On every line of the listing, check for "architecture"; copy the lines that have it.

====== Material provided

PR #7348, opened 2016-09-16
[AArch64] Fix overflowing integer multiplication for AArch64

ptomsich:
AArch64 does not set flags on an integer-multiply and the common
way to detect an overflow on integer multiplication will only
provide EQ/NEQ flags.  To avoid taking a major penalty when
checking for overflows on integer multiplication, we make the
lowering of MulIntO architecture-specific and introduce a new
architecture-independent mulint (similarily to divint) vasm-insn.

The MulIntO node is lowered into the new 'mulint' vasm-instr, which
is a special kind of branching instruction (i.e. it takes a label
for the slow-path, in case an integer-overflow occurs).
'mulint' is marked to clobber the condition-code register.

The recommended way to detect an overflow on integer multiplication
on AArch64 is:
  mul	  calculate lower 64bit of the result
  smulh	  calculate the upper (signed/sign-extended) 64bits
  cmp	  compare if the upper 64bits are the sign-extension
	      of the lower 64bits (i.e. if all bits in the
 	      upper register are the same as the sign-bit in
	      the lower register.

To efficiently expand into such a sequence, the following vasm
instructions have been added:
  smulh	     upper 64bits of the 128bit result of a signed multiply
	       (could be named more nicely, but as only AArch64 is
	        using anyway...)
  cmpqsign   compare if one operand is the sign-extension of the
               other operand (i.e if all bits in one register are
               equivalent to the sign-bit of the other)
  mulint     integer-multiplication w/ overflow-checking

At the same time, the 'imul' vasm has been altered to _not_ set any
flags and _not_ perform any overflow-checking.  As it's only used
from the non-overflowing multiplication path in irlower-arith.c this
seems to be safe.  We an not remove 'imul', as it will still be used
to expand to lower 'MulInt'.

X-AffectedTests: quick/float-overflow.php
Signed-off-by: Philipp Tomsich <philipp.tomsich@theobroma-systems.com>

### DIFF
--- a/hphp/runtime/vm/jit/irlower-arith.cpp
+++ b/hphp/runtime/vm/jit/irlower-arith.cpp
@@ -128,7 +128,6 @@ ARITH_OPS
 
 
 void cgMulIntO(IRLS& env, const IRInstruction* inst) {
-  //  implMulIntO(vmain(env), env, inst);
   auto const d = dstLoc(env, inst, 0).reg();
   auto const s0 = srcLoc(env, inst, 0).reg();
   auto const s1 = srcLoc(env, inst, 1).reg();
--- a/hphp/runtime/vm/jit/irlower-arith.cpp
+++ b/hphp/runtime/vm/jit/irlower-arith.cpp
@@ -105,7 +105,6 @@ void implShift(Vout& v, IRLS& env, const IRInstruction* inst) {
   AO(MulInt,  BinopSF,  imul)   \
   AO(AddIntO, ArithO,   addq)   \
   AO(SubIntO, ArithO,   subq)   \
-  AO(MulIntO, ArithO,   imul)   \
   AO(AddDbl,  Binop,    addsd)  \
   AO(SubDbl,  Binop,    subsd)  \
   AO(MulDbl,  Binop,    mulsd)  \
@@ -126,6 +125,17 @@ ARITH_OPS
 #undef ARITH_OPS
 
 ///////////////////////////////////////////////////////////////////////////////
+
+
+void cgMulIntO(IRLS& env, const IRInstruction* inst) {
+  //  implMulIntO(vmain(env), env, inst);
+  auto const d = dstLoc(env, inst, 0).reg();
+  auto const s0 = srcLoc(env, inst, 0).reg();
+  auto const s1 = srcLoc(env, inst, 1).reg();
+  auto& v = vmain(env);
+
+  v << mulint{s0, s1, d, {label(env, inst->next()), label(env, inst->taken())}};
+}
 
 void cgFloor(IRLS& env, const IRInstruction* inst) {
   implRound<RoundDirection::floor>(vmain(env), env, inst);
--- a/hphp/runtime/vm/jit/irlower-arith.cpp
+++ b/hphp/runtime/vm/jit/irlower-arith.cpp
@@ -133,7 +133,7 @@ void cgMulIntO(IRLS& env, const IRInstruction* inst) {
   auto const s1 = srcLoc(env, inst, 1).reg();
   auto& v = vmain(env);
 
-  v << mulint{s0, s1, d, {label(env, inst->next()), label(env, inst->taken())}};
+  v << mulinto{s0, s1, d, {label(env, inst->next()), label(env, inst->taken())}};
 }
 
 void cgFloor(IRLS& env, const IRInstruction* inst) {
--- a/hphp/runtime/vm/jit/vasm-dead.cpp
+++ b/hphp/runtime/vm/jit/vasm-dead.cpp
@@ -144,7 +144,7 @@ bool effectful(Vinstr& inst) {
     case Vinstr::mrs:
     case Vinstr::mul:
     case Vinstr::mulsd:
-    case Vinstr::mulint:
+    case Vinstr::mulinto:
     case Vinstr::neg:
     case Vinstr::nop:
     case Vinstr::not:
--- a/hphp/runtime/vm/jit/vasm-dead.cpp
+++ b/hphp/runtime/vm/jit/vasm-dead.cpp
@@ -95,8 +95,6 @@ bool effectful(Vinstr& inst) {
     case Vinstr::fctidz:
     case Vinstr::fcvtzs:
     case Vinstr::imul:
-    case Vinstr::smulh:
-    case Vinstr::mul:
     case Vinstr::incl:
     case Vinstr::incq:
     case Vinstr::incw:
@@ -144,6 +142,7 @@ bool effectful(Vinstr& inst) {
     case Vinstr::movzbq:
     case Vinstr::movzlq:
     case Vinstr::mrs:
+    case Vinstr::mul:
     case Vinstr::mulsd:
     case Vinstr::mulint:
     case Vinstr::neg:
@@ -167,6 +166,7 @@ bool effectful(Vinstr& inst) {
     case Vinstr::shlqi:
     case Vinstr::shrli:
     case Vinstr::shrqi:
+    case Vinstr::smulh:
     case Vinstr::sqrtsd:
     case Vinstr::srem:
     case Vinstr::subbi:
--- a/hphp/runtime/vm/jit/vasm-dead.cpp
+++ b/hphp/runtime/vm/jit/vasm-dead.cpp
@@ -69,6 +69,7 @@ bool effectful(Vinstr& inst) {
     case Vinstr::cmpqi:
     case Vinstr::cmpqim:
     case Vinstr::cmpqm:
+    case Vinstr::cmpqsign:
     case Vinstr::cmpsd:
     case Vinstr::cmpsds:
     case Vinstr::cmpwim:
@@ -94,6 +95,8 @@ bool effectful(Vinstr& inst) {
     case Vinstr::fctidz:
     case Vinstr::fcvtzs:
     case Vinstr::imul:
+    case Vinstr::smulh:
+    case Vinstr::mul:
     case Vinstr::incl:
     case Vinstr::incq:
     case Vinstr::incw:
@@ -142,6 +145,7 @@ bool effectful(Vinstr& inst) {
     case Vinstr::movzlq:
     case Vinstr::mrs:
     case Vinstr::mulsd:
+    case Vinstr::mulint:
     case Vinstr::neg:
     case Vinstr::nop:
     case Vinstr::not:
--- a/hphp/runtime/vm/jit/vasm-instr.h
+++ b/hphp/runtime/vm/jit/vasm-instr.h
@@ -895,7 +895,16 @@ struct srem { Vreg s0, s1, d; };
 struct divint { Vreg s0, s1, d; };
 
 /*
- * Integer multiplication.
+ * Integer multiplication (with overflow).
+ * 
+ * Performs a 64bit integer multiplication (d := s0 * s1) and checks for a
+ * possible overflow.  Given that the method to check for the overflow will
+ * be architecture specific, we don't expose any internal flag status and
+ * mark this as killing the flag register.
+ *
+ * Targets have the same order as for branch instructions (see below):
+ *   target[0] = next (i.e. fall-through)
+ *   target[1] = taken (i.e. slow-path)
  */
 struct mulint { Vreg s0, s1, d; Vlabel targets[2]; };
 
--- a/hphp/runtime/vm/jit/vasm-instr.h
+++ b/hphp/runtime/vm/jit/vasm-instr.h
@@ -128,6 +128,7 @@ struct Vunit;
   O(absdbl, Inone, U(s), D(d))\
   O(srem, Inone, U(s0) U(s1), D(d))\
   O(divint, Inone, U(s0) U(s1), D(d))\
+  O(mulint, Inone, U(s0) U(s1), D(d))	\
   /* nop and trap */\
   O(nop, Inone, Un, Dn)\
   O(ud2, Inone, Un, Dn)\
@@ -160,6 +161,8 @@ struct Vunit;
   O(incqm, Inone, U(m), D(sf))\
   O(incqmlock, Inone, U(m), D(sf))\
   O(imul, Inone, U(s0) U(s1), D(d) D(sf))\
+  O(smulh, Inone, U(s0) U(s1), D(d)) \
+  O(mul, Inone, U(s0) U(s1), D(d)) \
   O(neg, Inone, UH(s,d), DH(d,s) D(sf))\
   O(notb, Inone, UH(s,d), DH(d,s))\
   O(not, Inone, UH(s,d), DH(d,s))\
@@ -203,6 +206,7 @@ struct Vunit;
   O(cmpqi, I(s0), U(s1), D(sf))\
   O(cmpqm, Inone, U(s0) U(s1), D(sf))\
   O(cmpqim, I(s0), U(s1), D(sf))\
+  O(cmpqsign, Inone, U(s0) U(s1), D(sf))	\
   O(cmpsd, I(pred), UA(s0) U(s1), D(d))\
   O(ucomisd, Inone, U(s0) U(s1), D(sf))\
   O(testb, Inone, U(s0) U(s1), D(sf))\
@@ -890,6 +894,11 @@ struct srem { Vreg s0, s1, d; };
  */
 struct divint { Vreg s0, s1, d; };
 
+/*
+ * Integer multiplication.
+ */
+struct mulint { Vreg s0, s1, d; Vlabel targets[2]; };
+
 ///////////////////////////////////////////////////////////////////////////////
 
 /*
@@ -939,6 +948,8 @@ struct incqm { Vptr m; VregSF sf; };
 struct incqmlock { Vptr m; VregSF sf; };
 // mul: s0 * s1 => d, sf
 struct imul { Vreg64 s0, s1, d; VregSF sf; };
+struct mul { Vreg64 s0, s1, d; };
+struct smulh { Vreg64 s0, s1, d; };
 // neg: 0 - s => d, sf
 struct neg { Vreg64 s, d; VregSF sf; };
 // not: ~s => d
@@ -992,6 +1003,7 @@ struct cmpq { Vreg64 s0; Vreg64 s1; VregSF sf; };
 struct cmpqi { Immed s0; Vreg64 s1; VregSF sf; };
 struct cmpqm { Vreg64 s0; Vptr s1; VregSF sf; };
 struct cmpqim { Immed s0; Vptr s1; VregSF sf; };
+struct cmpqsign { Vreg64 s0; Vreg64 s1; VregSF sf; };
 struct cmpsd { ComparisonPred pred; VregDbl s0, s1, d; };
 struct ucomisd { VregDbl s0, s1; VregSF sf; };
 // s1 & s0 => sf
--- a/hphp/runtime/vm/jit/vasm-instr.h
+++ b/hphp/runtime/vm/jit/vasm-instr.h
@@ -128,7 +128,7 @@ struct Vunit;
   O(absdbl, Inone, U(s), D(d))\
   O(srem, Inone, U(s0) U(s1), D(d))\
   O(divint, Inone, U(s0) U(s1), D(d))\
-  O(mulint, Inone, U(s0) U(s1), D(d))	\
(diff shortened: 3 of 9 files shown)


dave-estes:
Hey @ptomsich , did you see 0f7cc5540ce737c7a127ed68b432f7a68a44fb9b? I agree that it's pretty inefficient to do such a heavy-handed check for overflow, but the same can be said of all of the extra code that we emit for AArch64 throughout vasm-arm.cpp to synthetically set the SF in order to match the behavior of x64_64. With that said, I feel that your patch is a little too complicated and only addresses one of these cases. We have a yet-to-be-pushed patch that introduces a pass which undefs SFs for any instructions where there is no direct use. Then we've addressed each place in vasm-arm.cpp which emits code to synthetically set SF when it's not necessary. This patch did wonders to eliminate much of this extra code from being emitted.

If you think our forthcoming patch sounds promising, then perhaps we can hold off introducing this new complexity for integer multiplication here. Also, there's a good chance that I may have overlooked some other advantage of your patch. If that's the case, then I'm sorry. Can you comment?

ptomsich:
Dave,

> On 16 Sep 2016, at 19:21, Dave Estes <notifications@github.com> wrote:
> Hey @ptomsich <https://github.com/ptomsich> , did you see 0f7cc55 <https://github.com/facebook/hhvm/commit/0f7cc5540ce737c7a127ed68b432f7a68a44fb9b>? I agree that it's pretty inefficient to do such a heavy-handed check for overflow, but the same can be said of all of the extra code that we emit for AArch64 throughout vasm-arm.cpp to synthetically set the SF in order to match the behavior of x64_64. With that said, I feel that your patch is a little too complicated and only addresses one of these cases. We have a yet-to-be-pushed patch that introduces a pass which undefs SFs for any instructions where there is no direct use. Then we've addressed each place in vasm-arm.cpp which emits code to synthetically set SF when it's not necessary. This patch did wonders to eliminate much of this extra code from being emitted.
> 
Good to know, as we are also working on cleaning up the condition-code handling on AArch64.
That said, this patch has been in the making of a while (the added complexity of affecting the arch-independent lower slowed us down).
I die see 0f7cc55 earlier this week, when rebasing our change onto master.

Note that getting the condition-code handling right for AArch64 will require to model all of the subset- and inverted-subset flags.
So it will be a bit until we have our changes ready for that one.
> If you think our forthcoming patch sounds promising, then perhaps we can hold off introducing this new complexity for integer multiplication here. Also, there's a good chance that I may have overlooked some other advantage of your patch. If that's the case, then I'm sorry. Can you comment?
> 

Even with a smarter handling of the SF, we’ll need some special lowering of the integer multiplications during lowering. The idea was to lower in such a way that we get the overflowing multiplication (which really consists of an inline fast-path and a slow-path in the runtime) out of the way.

So I believe that even when you kill the unneeded SFs, you’ll be stuck with this one from MulIntO.

Cheers,
Phil.

ptomsich:
Oh by the way — this will have broken PPC64, as we don't have a machine to test in our lab.

dave-estes:
> Note that getting the condition-code handling right for AArch64 will require to model all of the subset- and inverted-subset flags.
So it will be a bit until we have our changes ready for that one.

We may be onto the same idea. My forthcoming patch simply undefs the entire SF Vreg, but that's a bit overkill. I hope to work out something later that carefully looks at the uses of SF and the exact condition codes that are examined in those uses order to determine precisely which bits of the SF need to be set. I stopped short on this idea until I can get some data that shows it is promising enough to pursue.

Is this similar to what you mean by your comments above?

ptomsich:
> On 16 Sep 2016, at 19:47, Dave Estes <notifications@github.com> wrote:
> 
> Note that getting the condition-code handling right for AArch64 will require to model all of the subset- and inverted-subset flags.
> So it will be a bit until we have our changes ready for that one.
> 
> We may be onto the same idea. My forthcoming patch simply undefs the entire SF Vreg, but that's a bit overkill. I hope to work out something later that carefully looks at the uses of SF and the exact condition codes that are examined in those uses order to determine precisely which bits of the SF need to be set. I stopped short on this idea until I can get some data that shows it is promising enough to pursue.
> 
> Is this similar to what you mean by your comments above?
> 

Yes it is… we’ve done this in GCC and it helped us quite a bit to generate more optimal code.
If you’re interested, take a look at aarch64.md and look at the various uses of the CC-register with a qualifier (e.g. CC:SWP).

ptomsich:
Independent of this, we’ll also need this to get merged, as the current approach of synthesizing a complete SF for a MulIntO is going to stand in your way.
As long as irlower-arith requests an overflow-flag for its conditional-branch, there’s little you’ll be able to do to kill the SF and derive a “best-match” flag-subset.

I had thought about having irlower-arith ask the backend what the appropriate flag is, but then that didn’t help with the MulInt expansion (which doesn’t need a condition-code at all). So the cleanest was to split the flag-generating (i.e. overflow-checking) integer-multiply (as ‘mulint’) from the low-level integer-multiply (‘imul’).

============

__Solution to this exercise__:
lowering of MulIntO architecture-specific and introduce a new
architecture-independent mulint (similarily to divint) vasm-insn.
+ * be architecture specific, we don't expose any internal flag status and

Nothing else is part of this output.